Set Up a Web Content Connection (Sitemap)
Set up the Web Content connection (Sitemap) to start the flow of data into Data 360.
| User Permissions Needed | |
|---|---|
| To create a connection: | System Admin profile or Data 360 Architect permission set |
It’s your obligation to ensure that you have the rights to the data collected using this feature. Salesforce disclaims all liability with respect to such data collected.
Before you begin:
- Verify that your admin has enabled firewalls on the system you want Data 360 to connect to by including these IP addresses to your allowlists.
-
In Data 360, click Setup, and select Data 360 Setup.
-
Under External Integrations, select Other Connectors.
-
Click New.
-
On the Source tab, select Web Content (Sitemap) and click Next.
-
Enter a connection name and a connection API name.
-
To allow the sitemap connector to access your website, select an authentication method from the dropdown menu. If your website requires credentials, enter a username and password. Make sure that the username you provide has the necessary access to the content you want to ingest. The connector gets the same access permissions as this user.
-
Provide a valid URL of an XML sitemap ending with
/sitemap.xml(for example:https://help.yourdomain.com/sitemap.xml). URLs for Gzip-compressed XML sitemaps are also supported. -
If your website requires a specific user agent, customize the User Agent field string. Otherwise, the connector uses the default user agent.
-
To enhance content ingestion, override any of the site’s robots.txt file directives. You can ignore the website’s robots.txt file only if you have rights to its contents and IT approval.

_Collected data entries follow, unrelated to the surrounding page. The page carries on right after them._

Issue #48, opened 2024-12-30
[connectors] Set character limit constraint for table names in Windmill


rudokemper:
## Feature Request

Postgres has a 63 character limit for table names, so we should set a constraint for table name arguments across the Windmill scripts. 

For scripts where we add a columns mapping table, we should set a 54 character constraint so that `__columns` can be appended to the table name without violating the limit (see discussion in https://github.com/ConservationMetrics/gc-scripts-hub/pull/47).

And the same for scripts where we add `__metadata` (53 char constraint).

PR #55, opened 2024-12-31
Implement db_table_name character constraints in Windmill and scripts

rudokemper:
## Goal

Closes https://github.com/ConservationMetrics/gc-scripts-hub/issues/48.

## What I changed

* For alerts, add a regex pattern allowing <53 characters (to allow for adding a `__metadata` table), and truncate the metadata table name in the script too, to be safe.
* For kobo, add a regex pattern allowing <54 characters, following up on https://github.com/ConservationMetrics/gc-scripts-hub/pull/47.
* For comapeo, the table writing convention differs since the script can create multiple project tables at once, each prepended by an optional `db_table_prefix`. So for this script, I opted to truncate at 63 chars for each db table to be created.
  * There is a potential edge case here where multiple projects could get truncated to the same name. I didn't want to take the time to address that here, but I left a TODO comment indicating the same.

## Notes

As far as I could tell by looking at other Windmill code and the sparse documentation (https://www.windmill.dev/docs/core_concepts/json_schema_and_parsing#advanced-settings), regex is the only way to do this. There is no `maxLength` or similar setting for String types. The regex validation failure message is a bit ugly on the front end but it works:

image

### DIFF
--- a/f/connectors/alerts/alerts_gcs.script.yaml
+++ b/f/connectors/alerts/alerts_gcs.script.yaml
@@ -29,7 +29,7 @@ schema:
       description: The name of the database table where alerts will be stored.
       default: null
       originalType: string
-      pattern: '^.{0,53}$'
+      pattern: '^.{1,53}$'
     destination_path:
       type: string
       description: >-
--- a/f/connectors/alerts/alerts_gcs.script.yaml
+++ b/f/connectors/alerts/alerts_gcs.script.yaml
@@ -29,6 +29,7 @@ schema:
       description: The name of the database table where alerts will be stored.
       default: null
       originalType: string
+      pattern: '^.{0,53}$'
     destination_path:
       type: string
       description: >-
--- a/f/connectors/comapeo/comapeo_observations.py
+++ b/f/connectors/comapeo/comapeo_observations.py
@@ -439,6 +439,7 @@ class CoMapeoDBWriter:
         comapeo_projects = outputs
 
         for project_name, project_data in comapeo_projects.items():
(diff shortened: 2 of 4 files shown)


f/connectors/alerts/alerts_gcs.script.yaml
```diff
@@ -29,6 +29,7 @@ schema:
       description: The name of the database table where alerts will be stored.
       default: null
       originalType: string
+      pattern: '^.{0,53}$'
```
IamJeffG, line 32:
```suggestion
      pattern: '^.{1,53}$'
```

f/connectors/comapeo/comapeo_observations.py
```diff
@@ -439,7 +439,9 @@ def handle_output(self, outputs):
         comapeo_projects = outputs
 
         for project_name, project_data in comapeo_projects.items():
-            existing_fields = self._inspect_schema(project_name)
+            # TODO: Safely truncate each project_name to 63 characters while retaining uniqueness
```
IamJeffG, line 442:
```suggestion
            # Safely truncate each project_name to 63 characters
            # TODO: ...while retaining uniqueness
```

f/connectors/kobotoolbox/kobotoolbox_responses.script.yaml
```diff
@@ -31,6 +31,7 @@ schema:
       description: The name of the database table where the form data will be stored.
       default: null
       originalType: string
+      pattern: '^.{0,54}$'
```
IamJeffG, line 34:
```suggestion
      pattern: '^.{1,54}$'
```

IamJeffG (approved):

Issue #22, opened 2024-12-10
[connectors] Update database records when upstream data source changes


rudokemper:
## Feature Request

Data from a source that has already been processed by a `connectors` script may change for various reasons, such as:

* A Kobo admin updates survey submissions on the KoboToolbox server for data QA purposes.
* A CoMapeo user edits an observation after it has been synchronized with the CoMapeo archive server and then synchronizes again.
* An alerts provider posts GeoJSON files to GCP, realizes these were added by mistake, and removes them. (They will persist in the data warehouse if already processed by the alerts script.)

Currently, our scripts do not update records in these scenarios. For instance, if I change the category of an already processed CoMapeo observation from "animal" to "fish," synchronize it with the CoMapeo archive server, and then run the CoMapeo script, the data warehouse will still reflect "animal" as the category.

Additionally, we should account for attachments. If media or files are deleted upstream, they should also be deleted from local storage. Likewise, if attachments are updated or replaced upstream, the corresponding local files should be updated as well.

I have confirmed this behavior with all three existing `connectors/` scripts (kobo, comapeo, alerts).

I can’t think of any use cases where we would want to preserve the original record or files after an update in the data source, but I’m open to thoughts. 

Barring any good reasons, let's adapt our scripts to consistently detect changes from the source, and if found, update database records and update attachments:

- [x] kobo
- [x] comapeo
- [x] alerts

PR #56, opened 2024-12-31
For connector scripts, update existing rows if changes detected

rudokemper:
## Goal

Refining the database writing process towards resolving https://github.com/ConservationMetrics/gc-scripts-hub/issues/22. For now, I've chosen to stick with KoboToolbox to maintain focus.

## What I changed

In looking at how we are doing DB writes, I conclude that the `safe_insert` method only inserts new rows and does nothing with existing ones. Consequently, `UniqueViolation` errors are avoided entirely, as no exceptions are raised for existing rows.

Hence, as a first attempt towards improving this, I am first checking to see if there is an existing row by running a `SELECT` query, and then if found, comparing the existing row's values with the incoming upstream data values to be inserted. If false, then insert the data as before, but I've added an `ON CONFLICT ... DO UPDATE SET` clause to handle rows that require an update.

As noted in #22, this is operating under the assumption that we will always want to update records if the upstream data source changes. So if any diff whatsoever is detected, then the row is updated.

Lastly, I find the logs in this KoboToolbox script to be rather sparse, so I added `inserted_count` and `updated_count` vars to track the number of inserts and updates, respectively, and logged those at the end.

While it seems to work, I am unsure if this is the most parsimonious or performative approach. I'm also mindful of the fact that @IamJeffG has petitioned several times that we should move to refactor these DB Writer classes as a whole, and so maybe this work is somewhat moot. Feedback welcome.

### DIFF
--- a/f/connectors/kobotoolbox/kobotoolbox_responses.py
+++ b/f/connectors/kobotoolbox/kobotoolbox_responses.py
@@ -443,7 +443,8 @@ class KoboDBWriter:
     @staticmethod
     def _safe_insert(cursor, table_name, columns, values):
         """
-        Safely construct and execute an INSERT query to avoid SQL injection.
+        Constructs and executes a safe INSERT query to prevent SQL injection,
+        and handles conflicts by updating existing records.
 
         Parameters
         ----------
@@ -458,17 +459,51 @@ class KoboDBWriter:
 
         Returns
         -------
-        None
+        tuple
+            A tuple containing the count of inserted and updated rows.
         """
+        inserted_count = 0
+        updated_count = 0
+
+        # Check if there is an existing row that is different from the new values
+        id_index = columns.index("_id")
+        values[id_index] = str(values[id_index])
+        select_query = sql.SQL("SELECT {fields} FROM {table} WHERE _id = %s").format(
+            fields=sql.SQL(", ").join(map(sql.Identifier, columns)),
+            table=sql.Identifier(table_name),
+        )
+        cursor.execute(select_query, (values[columns.index("_id")],))
+        existing_row = cursor.fetchone()
+
+        if existing_row and list(existing_row) == values:
+            # No changes, skip the update
+            return inserted_count, updated_count
+
         query = sql.SQL(
-            "INSERT INTO {table} ({fields}) VALUES ({placeholders})"
+            "INSERT INTO {table} ({fields}) VALUES ({placeholders}) "
+            "ON CONFLICT (_id) DO UPDATE SET {updates} "
+            "RETURNING (xmax = 0) AS inserted"
         ).format(
             table=sql.Identifier(table_name),
             fields=sql.SQL(", ").join(map(sql.Identifier, columns)),
             placeholders=sql.SQL(", ").join(sql.Placeholder() for _ in values),
+            updates=sql.SQL(", ").join(
+                sql.Composed(
+                    [sql.Identifier(col), sql.SQL(" = EXCLUDED."), sql.Identifier(col)]
+                )
+                for col in columns
+                if col != "_id"
+            ),
         )
 
         cursor.execute(query, values)
+        result = cursor.fetchone()
+        if result and result[0]:
+            inserted_count += 1
+        else:
+            updated_count += 1
+
+        return inserted_count, updated_count
 
     def handle_output(self, all_submissions):
         """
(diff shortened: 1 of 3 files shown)


f/connectors/kobotoolbox/kobotoolbox_responses.py
```diff
@@ -458,17 +459,51 @@ def _safe_insert(cursor, table_name, columns, values):
...
+
+        if existing_row and list(existing_row) == values:
+            # No changes, skip the update
+            return inserted_count, updated_count
+
         query = sql.SQL(
-            "INSERT INTO {table} ({fields}) VALUES ({placeholders})"
+            "INSERT INTO {table} ({fields}) VALUES ({placeholders}) "
+            "ON CONFLICT (_id) DO UPDATE SET {updates} "
+            "RETURNING (xmax = 0) AS inserted"
```
IamJeffG, line 485: `xmax = 0` is postgres magic.  Requires a code comment.

f/connectors/kobotoolbox/kobotoolbox_responses.py
```diff
@@ -458,17 +459,51 @@ def _safe_insert(cursor, table_name, columns, values):
...
+        select_query = sql.SQL("SELECT {fields} FROM {table} WHERE _id = %s").format(
+            fields=sql.SQL(", ").join(map(sql.Identifier, columns)),
+            table=sql.Identifier(table_name),
+        )
+        cursor.execute(select_query, (values[columns.index("_id")],))
+        existing_row = cursor.fetchone()
+
+        if existing_row and list(existing_row) == values:
+            # No changes, skip the update
+            return inserted_count, updated_count
```
IamJeffG, line 480: Why do we need everything above?  Won't the INSERT below just re-write the same values and the end result is the same?

IamJeffG: ah, is it so you can more accurately report on inserted_count, updated_count, without considering an exact overwrite to be an update?

IamJeffG (commented):
I am totally on-board using `INSERT ... ON CONFLICT UDPATE`.

I will say that this is some pretty magic looking code, hard to follow.  But probably correct and as well as we can do.  An idea to consider is to insert/update all the rows in a single INSERT statement, rather than a for loop, but I don't feel strongly about this.

Major question for you: Sometimes the primary key is a hash of the values.  If the values change, then so does the primary key: there is no conflict and so could we still end up with duplicate rows?

A different side of the same question is: Why do we think we want to update old rows at all?  Do we have some reason to trust today's values more than yesterday's values of yesterday's data?

f/connectors/kobotoolbox/kobotoolbox_responses.py
rudokemper: Yep, that's correct - otherwise everything that isn't inserted is counted as updated.

We absolutely do not _need_ it for the core ETL functionality of the script, but arguably, it's a useful feature for Windmill operators to understand what their runs are doing each time. 

It could be interesting to benchmark how the script performs with and without this code for the largest Kobo dataset that we are ingesting.

IamJeffG: I would document this, too, then.

Otherwise looks good to me!

rudokemper:
> Major question for you: Sometimes the primary key is a hash of the values. If the values change, then so does the primary key: there is no conflict and so could we still end up with duplicate rows?

Yeah, we'll have to carefully consider our approach to hashing UUIDs for the scripts that use them. KoboToolbox (and CoMapeo) provide their own unique identifiers so we don't have this problem here. 

For the alerts script: we hash alert records based on `alert_id`, and alert metadata based on `year`, `month`, `territory_id`, `type_alert`, and `description_alerts`. 

* I can reach out to the alerts provider to confirm that `alert_id` is static and will never change. 
* For metadata, maybe we omit `type_alert` and `description_alerts`.

I realize there are still potential pitfalls here (like the provider making a mistake), but I'm not sure what else we could do to avoid those.

> A different side of the same question is: Why do we think we want to update old rows at all? Do we have some reason to trust today's values more than yesterday's values of yesterday's data?

This is the million dollar question here. 

I think there are definitely some very good reasons why we want to update old rows. I've written some of them out in #22 for each connector script. These are real scenarios that have come up in practice.

That said, I have to say that it doesn't sit well with me to entirely erase the record of what was there before. 

Imagine a scenario where a new community organization administrator gets the keys to a KoboToolbox account. They review a previously created form, and decide to modify some of the submissions for data QA reasons in accordance to their best judgment. But in so doing, they erase some things that were recorded in a specific way with good reason. I have seen this happen many times at organizations, including ones that I have worked at. (And there is of course a more alarming version of this story where a bad actor gets the keys.)

Maybe in the future we can consider version control for data records. But in the absence of that, we have a binary choice between updating and not updating, and with that binary I definitely think we should update.

IamJeffG:
Thanks! Go ahead and merge at will.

- To prevent ingestion issues caused by your website’s robots.txt file, select the checkbox next to Ignore robots.txt entirely.
- To prevent ingestion failures caused by crawl delay exceeding 1 second, select the checkbox next to Ignore only Crawl-Delay in robots.txt.
- To prevent site page exclusion from ingestion, select the checkbox next to Ignore only Disallow in robots.txt.
-
To prevent ingestion timeouts on large sites, increase the value for Requests per Second (crawling rate). On small websites, prevent ingestion blocking by disabling or configuring a lower value for Requests per Second. By default, the connector performs five requests per second.
-
To review your configuration, click Test Connection.
-
Click Save.
At this point, Data 360 creates the connection, and you can now create data streams.